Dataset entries

========================================

PR #1260, opened 2019-08-15
Modern Business: add CSS custom properties

nosolosw:
This adds CSS custom properties for `font-family` using the existing font as a _variable fallback_ for when the custom property is not defined.

Note that:

- I've only modified SCSS files. I'm assuming the CSS ones are generated.
- I've left a few cases untouched because they didn't use `$font__heading` or `$font__body`, but other variables such as `$font__pre` or `$font__code`. We could add support for them anyway as they'll fall back to the previous value.
- ff3d576 adds a _browser fallback_ for those that don't support custom properties.

The theme should still work as expected with this code.

### DIFF
--- a/modern-business/sass/blocks/_blocks.scss
+++ b/modern-business/sass/blocks/_blocks.scss
@@ -315,6 +315,7 @@
 			@include button-transition;
 			border: none;
 			font-size: $font__size-sm;
+			font-family: $font__heading; // for browsers without CSS custom props support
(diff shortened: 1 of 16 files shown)


jasmussen:
Took a look just now, fonts appear to work well in the editor as far as I can see. Not really sure what more to look for, I'm guessing there are some technical details Allan and Takashi might want to look at.

nosolosw:
We're going to try a different approach in which the theme doesn't need to do any of this.

PR #1262, opened 2019-08-15
Modern Business: Refactor the Full Site Editing styles

Copons:
#### Changes proposed in this Pull Request

Requires https://github.com/Automattic/wp-calypso/pull/35387

Refactor the full Editing Styles in the Modern Business theme.

Before/after screenshots can be found in https://github.com/Automattic/wp-calypso/pull/35387

#### Testing instructions

* Build FSE with https://github.com/Automattic/wp-calypso/pull/35387.
* On an FSE site, edit a page.
* Try poking the header and footer template parts, and make sure that:
  * The Template block overlay is properly aligned to the editor frame.
  * The overlay retains the same background color and blur filter as before.
  * Selecting (clicking) a Template block does not close the sidebar (if it was open), but simply hides its "Block" tab.
  * Everything looks fine!


gwwar:
Needs a rebase. This is a pure janitorial refactor, right?

Copons:
> Needs a rebase. This is a pure janitorial refactor, right? No changes to visual styling?

That's the idea, though we should still smoke test FSE a bit, in case I've missed something, or I've been too aggressive in the refactor.

modern-business/style-editor.scss
```diff
@@ -27,9 +28,7 @@ Modern Business Editor Styles
 		$main-block-selector: ".wp-block[data-align=\"#{$alignment}\"]";
 	}
 
-	@return "
-	  #{$main-block-selector},
-	  .wp-block[data-type=\"a8c/post-content\"] #{$main-block-selector}";
+	@return '#{$main-block-selector}, .wp-block[data-type=\"a8c/post-content\"] #{$main-block-selector}';
```
noahtallen: Will need updated once https://github.com/Automattic/themes/pull/1257 is in

gwwar:
I'll test as is, but we'll need a quick ✅ after a second rebase if we're conflicting the files this easily 😆

modern-business/style-editor.scss
noahtallen: all we need to do is change `.wp-block[data-type=\"a8c/post-content\"]` to `.wp-block.post-content__block` and rebuild the CSS and the conflicts should be fine 👍

Copons: Yeah, this change was just to clear the linter, it's not related to the PR.
It's also the only conflict so it's a super easy fix! 🙂

PR #1264, opened 2019-08-15
Dalston: Add new theme to repo

allancole:
A refresh of Professional Business.

#### Related issue(s):

https://github.com/Automattic/template-first-themes-private/issues/123


allancole:
I think this is just about done @iamtakashi :-). Started working on it only 2-3 hours ago. I also went ahead and revised the header to work more like the one in Hever. Let me know what you think or if anything is missing. 

**Dalston vs. Professional Business:**

professional-business-vs-dalston

iamtakashi:
@allancole Thanks for working on this.

* Let's avoid altering the default style of Media & Text block.

```
.entry .entry-content .wp-block-media-text {

	background: #{map-deep-get($config-global, "color", "secondary", "default")};
	color: #{map-deep-get($config-global, "color", "background", "default")};
	position: relative;

	&:before {
		content: '';
		position: absolute;
		top: 10px;
		right: 10px;
		bottom: 10px;
		left: 10px;
		border: 1px solid #{map-deep-get($config-global, "color", "background", "default")};
		z-index: 1;
	}
}
```

* The masthead doesn't seem to have any bottom padding, but it's safer to have some always.

* The vertical spacing between header and the title seems a bit excessive. Let's reduce it so that the content isn't pushed down so much.

localhost_8888_wordpress__page_id=132

* The sticky tag seems too big in Chrome or Safari. The font Crimson, when it's bold(700), is rendered in webkit. Let's use semi bold(600).

* The colour of the post title should be the same as the body text, and change it to primary colour on hover.

Screen Shot 2019-08-19 at 11 05 44

* Reduce the line height for headings. Varia default works fine.

Screen Shot 2019-08-19 at 11 23 16

* The body font size is 22px. Then let's change the line-height to `1.64` so it's 36px equivalent. (32+ (8/2))

PR #1272, opened 2019-08-16
Rivington: Add new theme to repo.

allancole:
A refresh of Sophisticated Business. 

#### Related issue(s): 

https://github.com/Automattic/template-first-themes-private/issues/124


iamtakashi:
@allancole Thanks for working on this.

* This is a dark theme and we should opt-in the dark style. See more info: https://developer.wordpress.org/block-editor/developers/themes/theme-support/#dark-backgrounds

Screen Shot 2019-08-19 at 12 19 11

* Font sizes don't match between in the editor and the front of the site.

* The body font size is 18px for desktop, then let's increase the line height to `1.778` so that it sits well in the baseline grid.

* The white body text seems too stark with the dark background, can we change the all white in this themes #F1ECE4?

* Leave text decoration from links in body text. This pattern has a better accessibility rather than relying on colour.

* Because the foreground is light, the cover block appears strange. This could be fixed in Varia as well — if the background colour for the block is black, and the text is in white, it will work for most of cases.

Screen Shot 2019-08-19 at 12 33 09

* Can you make the separator much darker?

* Some contrast issue in colour settings.

Screen Shot 2019-08-19 at 12 41 34

* The sticky tag seems to big tall to me.

Screen Shot 2019-08-19 at 12 42 34

* I know the original has centred entry-title, but with this header, normal left align works fine and better. Let's remove the centre alignment.

Screen Shot 2019-08-19 at 12 50 00

iamtakashi:
@danieldudzic I've rebased this and fixed what I found in the previous review. We may want to change some style to fit with the vertical and the homepage template, it's pretty close :)

iamtakashi:
localhost_8888_wordpress__page_id=1254 (1)

Issue #1286, opened 2019-08-19
Varia: default and wide separators are identical


iamtakashi:
This is a side effect of #1246.

Now the default and wide separators are the same on the front of the site.

<img width="821" alt="Screen Shot 2019-08-19 at 17 17 39" src="https://user-images.githubusercontent.com/908665/63281742-48e6fa00-c2a5-11e9-9947-3e8870eca48a.png">

allancole:
Fixed in #1288

PR #1288, opened 2019-08-19
Varia: Fix separator styles to work with new responsive logic

allancole:

- Restrict default width of separator block
- Add separator `width` value to config
- Revise separator selectors for CSS overrides 
- Allow normal `<hr>` markup to work as expected

#### Related issue(s):

#1286


allancole:
Tested this change against all the child themes and the issue is now fixed properly. Gonna go ahead and merge.

Issue #1274, opened 2019-08-19
Varia: Provide better default background and text colours in cover block.


iamtakashi:
This surfaced during reviewing Revington that is a dark theme. https://github.com/Automattic/themes/pull/1272#issuecomment-522536303

I think it'd be better default if the background colour is black and the text colour is white. That should work almost universally, and child themes can override if it wants a unique style.

Issue #444, opened 2018-12-19
Lodestar: Project type archives not loading the rest of the projects with a grid layout


Robertght:
## Steps to replicate

1. Add a few projects and assign it to one project type.
2. Reach to the Project type archive in question and click on the "Older Posts" button.
3. The rest of the loaded projects will be loaded but won't respect the grid layout of the ones above.

## Result
The rest of the projects didn't keep the same grid layout
https://monosnap.com/file/7FoikFaolljLtIugadVJ8QRu5de4j2

## Expected
To have the same layout on load.

* User report: 8895005-hc
* Follow-up ticket: 1653607-zen
* User's site: https://projectmanifest.org/project-type/orchestra/

Same thing happened on my end. I had to increase the number of projects shown per page as workaround.

laurelfulford:
This has been committed to WP.com in r53327-wpcom-themes.

It looks like the related ZD ticket has been closed; @Robertght can you please follow up with the original reporter? Thanks!

vanemmerikbv:
Looks like it's still not working, @laurelfulford...

I applied the changed code to all 3 files, but 'filters' (or paging) still doesn't sort the desired effect.

Pretty time-consuming issue, any help will be much appreciated!

example here: [www.vanemmerikbv.nl/projecten](url) (site in Dutch...)

PR #1300, opened 2019-08-21
Varia: Update Cover Block default background-color and text color 

allancole:

- Set default Cover Block colors to `background: #000` and `color: #FFF`. 
- Remove `calc()` from Cover Block height so we get `height: 480px` instead of `height: calc(15 * 32px)`.
- Update Cover Block config file to include background and foreground color overrides for easier child-theming
- Updates the `$config-cover` array in starter child-theme to include the new colors variables. 
- Updates the `$config-cover` array for all launched Varia child themes to prevent errors when recompiling after this merges.

#### Related issue(s):

Fixes: #1274

### DIFF
--- a/brompton/sass/_config-child-theme-deep.scss
+++ b/brompton/sass/_config-child-theme-deep.scss
@@ -188,7 +188,7 @@ $config-button: (
  * Cover
  */
 $config-cover: (
-	"height": calc( 18 * #{map-deep-get($config-global, "spacing", "vertical")} ),
+	"height": #{18 * map-deep-get($config-global, "spacing", "vertical")},
 	"color": (
 		"foreground": #{map-deep-get($config-global, "color", "background", "default")},
 		"background": #{map-deep-get($config-global, "color", "foreground", "default")},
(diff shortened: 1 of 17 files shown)


iamtakashi:
@allancole Thanks for working on this. It's helpful to allow child themes to specify the colours separately. 👍 

About the default, now we have an inconsistency between the front of the site and the editor. The background is still #444, and the font colour is #f8f9f9 (Core specifies it in further down `.wp-block-cover .block-editor-block-list__block`).

allancole:
This last commit ^ should do the trick @iamtakashi 👍

iamtakashi:
The background is fixed, but the white text colour is still overridden to #f8f9f9. We need to specify the colour with a different class `.wp-block-cover .block-editor-block-list__block` don't we?

Screen Shot 2019-08-23 at 18 02 34

allancole:
Ahhh, that makes sense @iamtakashi. Fixed in this commit ^.

image

allancole:
Gonna go ahead and merge this one…

Issue #1275, opened 2019-08-19
Varia: Links in contact Info block should always be visible


iamtakashi:
Same as links on cover or media & text, links should always be visible even when the parent has background colour.

<img width="803" alt="Screen Shot 2019-08-19 at 13 45 51" src="https://user-images.githubusercontent.com/908665/63266438-d3b8fc00-c287-11e9-8c8e-96a5e3fe1d84.png">

iamtakashi:
Fixed in #1301

PR #1301, opened 2019-08-21
Varia: Make sure links are visible when parent elements have a background color.

allancole:

- Make sure links are visible when parent elements have a background color.
- Improve Sass for utility styles to optimize CSS output.

#### Related issue(s): 

#1275


iamtakashi:
Thanks for working on this, @allancole. The fix works well on the front of the site, but in the editor, links in a group that has the primary background colour are still being a chameleon :)

allancole:
Should be fixed in the above commit @iamtakashi ^.

**Before:** 

image

**After:** 

image

iamtakashi:
Thanks for fixing this. LGTM! 👍

Issue #1296, opened 2019-08-21
Varia: Latest Posts block style


iamtakashi:
Latest posts block needs some visual attention.

In Editor:
* Font size for title.
* Colour of post date when the parent has a background colour or a background image.
* Can we remove the underline from post titles? The most majority of time we don't have underlines on titles even they are links.

<img width="1153" alt="Screen Shot 2019-08-21 at 14 06 52" src="https://user-images.githubusercontent.com/908665/63435164-5a074680-c41e-11e9-84e3-01dd4538e0d5.png">

On the front of the site
* Vertical spacing.
* Colour of post date when the parent has a background colour or a background image.
* The underline on the post title.

<img width="1250" alt="Screen Shot 2019-08-21 at 14 14 21" src="https://user-images.githubusercontent.com/908665/63435200-655a7200-c41e-11e9-8a35-dceb328b9938.png">

PR #1303, opened 2019-08-21
Varia: Add support for improved latest-posts block for Gutenberg 6.3

allancole:

- Adds more styles to better support changes to the Latest Posts blog. 
- Supports both grid and list views in both the editor and the frontend. 
- Fix text colors when latest posts block is nested in a cover block or any other block with the `.has-background` utility class. 
- _Does not_ remove underline from links, for better out-of-the-box a11y support. Child themes can easily opt-out of this with one line: `a { text-decoration: underline; }. 

#### Related issue(s): 

Fixes: #1296

### DIFF
--- a/varia/sass/blocks/latest-posts/_editor.scss
+++ b/varia/sass/blocks/latest-posts/_editor.scss
@@ -1,3 +1,42 @@
 .wp-block-latest-posts {
 	padding-left: 0;
+
+	& > li > a {
+		font-family: #{map-deep-get($config-heading, "font", "family")};
+		font-size: #{map-deep-get($config-heading, "font", "size", "h4")};
+		font-weight: #{map-deep-get($config-heading, "font", "weight")};
+		line-height: #{map-deep-get($config-heading, "font", "line-height", "h4")};
+	}
+
+	&:not(.is-grid) > li {
+		/* Vertical margins logic */
+		margin-top: #{map-deep-get($config-global, "spacing", "vertical")};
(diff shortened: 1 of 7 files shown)


allancole:
##### Frontend

image

##### Editor

image

allancole:
@iamtakashi, after looking at this: https://make.wordpress.org/themes/2019/08/03/planning-for-keyboard-navigation/ I think we _can_ actually remove the underline. Just need to make sure the browsers default `focus` states for text links is still in tact. I think I’ll make a separate issue for it and address all the a11y issues in one punch.

iamtakashi:
Thanks for working on this so quickly, @allancole! 

About the underline on the title, I wasn't actually sure if we should remove it when I suggested. What you said makes sense. I'm more than fine to keep it in Varia.

> after looking at this: https://make.wordpress.org/themes/2019/08/03/planning-for-keyboard-navigation/ I think we can actually remove the underline.

Which part in the post made you said we could remove it?

allancole:
> **Text links**
> Do not remove the browsers native outline without replacing it with an accessible alternative.
> Make sure that you can see which link is focused. Focus should either incorporate a visual change that is not based on color (background change, underline, shape) or a color change where the difference between the two colors meets the WCAG 2.0 level AA contrast ratio (4.5:1).

There’s no mention of links needing to have underlines here ^. But it does require a significant visual change when focused, so I’m thinking we can remove the underline, and then show it on `:hover, :focus, :active` states instead. 

Gonna go ahead and merge this and then create a new issue for all the a11y stuff.

PR #1309, opened 2019-08-22
Full Site Editing: Add the Header and Footer template parts to the Varia front end

Copons:

As it was done for Modern Business, add the Full Site Editing template parts to the header and footer of the Varia theme.
They should be also inherited by the Varia children themes, such as Maywood, unless they overwrite the `header.php` and `footer.php` files.

#### Testing instructions

* Apply D31833-code and sandbox the API.
* Apply https://github.com/Automattic/wp-calypso/pull/35698 on an FSE site.
* On that site, change theme from Modern Business to Varia.
* Edit a page and make sure the template parts are still there in the editor.
* Check edit.php?post_type=wp_template and make sure that there are new Header and Footer template parts (although, virtually identical to the Modern Business ones).
* View a page in the front end. It should have the FSE Header and Footer instead of the original Varia template parts.

### DIFF
--- a/varia/footer.php
+++ b/varia/footer.php
@@ -16,25 +16,33 @@
 	</div><!-- #content -->
 
 	<footer id="colophon" class="site-footer responsive-max-width">
-		<?php get_template_part( 'template-parts/footer/footer', 'widgets' ); ?>
 		<?php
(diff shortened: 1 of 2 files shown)


apeatling:
Worked for me with Varia.

PR #4548, opened 2021-09-08
Blockbase: Remove wpcom specific CSS file

scruffian:
This removes the wpcom specific CSS file and refactors the post comments block CSS so that it doesn't have an impact on wpcom.

I would rather we didn't have any wpcom specific code in the repo at all, but I can't find another way to remove this line.

To test:
- On a dotorg site, check that the comments form has grid applied
- On a dotcom site, check that the comments form doesn't have any grid code applied

### DIFF
--- a/blockbase/sass/blocks/_post-comments.scss
+++ b/blockbase/sass/blocks/_post-comments.scss
@@ -1,3 +1,48 @@
+body:not(.highlander-enabled) {
+	.wp-block-post-comments {
+		form {
+			display: grid;
+			column-gap: 1em;
+			grid-template-rows: auto;
+			grid-template-areas:
+				"notes notes"
+				"author author"
+				"email url"
+				"comment comment"
+				"cookies-consent cookies-consent"
+				"form-submit form-submit";
+
+			.comment-notes {
+				grid-area: notes;
+			}
+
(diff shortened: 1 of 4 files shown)


blockbase/sass/blocks/_post-comments.scss
```diff
@@ -1,3 +1,48 @@
+body:not(.highlander-enabled) {
+	.wp-block-post-comments {
+		form {
+			display: grid;
```
MaggieCabrera, line 4: I think we only need to cover this line, but I don't think it matters much that we added the rest so I'm not too bothered by it

MaggieCabrera (approved):
this LGTM, the only alternative I can think of is the highlander form not using the same classes as the dotorg comments block but that would break a lot of themes. Maybe the post comments markup will change in the future when it gets reworked and it will have different classes

blockbase/sass/blocks/_post-comments.scss
scruffian: I prefered keeping all the grid CSS together for readability.

MaggieCabrera: makes sense, works for me!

========================================

▶ [PROMPT]
Look back at the entries above. Retype the line with "It looks like", the line with "colours separately. 👍", and all lines in between.

▶ [ANSWER FOR THE TASK]
It looks like the related ZD ticket has been closed; @Robertght can you please follow up with the original reporter? Thanks!

vanemmerikbv:
Looks like it's still not working, @laurelfulford...

I applied the changed code to all 3 files, but 'filters' (or paging) still doesn't sort the desired effect.

Pretty time-consuming issue, any help will be much appreciated!

example here: [www.vanemmerikbv.nl/projecten](url) (site in Dutch...)

PR #1300, opened 2019-08-21
Varia: Update Cover Block default background-color and text color 

allancole:

- Set default Cover Block colors to `background: #000` and `color: #FFF`. 
- Remove `calc()` from Cover Block height so we get `height: 480px` instead of `height: calc(15 * 32px)`.
- Update Cover Block config file to include background and foreground color overrides for easier child-theming
- Updates the `$config-cover` array in starter child-theme to include the new colors variables. 
- Updates the `$config-cover` array for all launched Varia child themes to prevent errors when recompiling after this merges.

#### Related issue(s):

Fixes: #1274

### DIFF
--- a/brompton/sass/_config-child-theme-deep.scss
+++ b/brompton/sass/_config-child-theme-deep.scss
@@ -188,7 +188,7 @@ $config-button: (
  * Cover
  */
 $config-cover: (
-	"height": calc( 18 * #{map-deep-get($config-global, "spacing", "vertical")} ),
+	"height": #{18 * map-deep-get($config-global, "spacing", "vertical")},
 	"color": (
 		"foreground": #{map-deep-get($config-global, "color", "background", "default")},
 		"background": #{map-deep-get($config-global, "color", "foreground", "default")},
(diff shortened: 1 of 17 files shown)


iamtakashi:
@allancole Thanks for working on this. It's helpful to allow child themes to specify the colours separately. 👍 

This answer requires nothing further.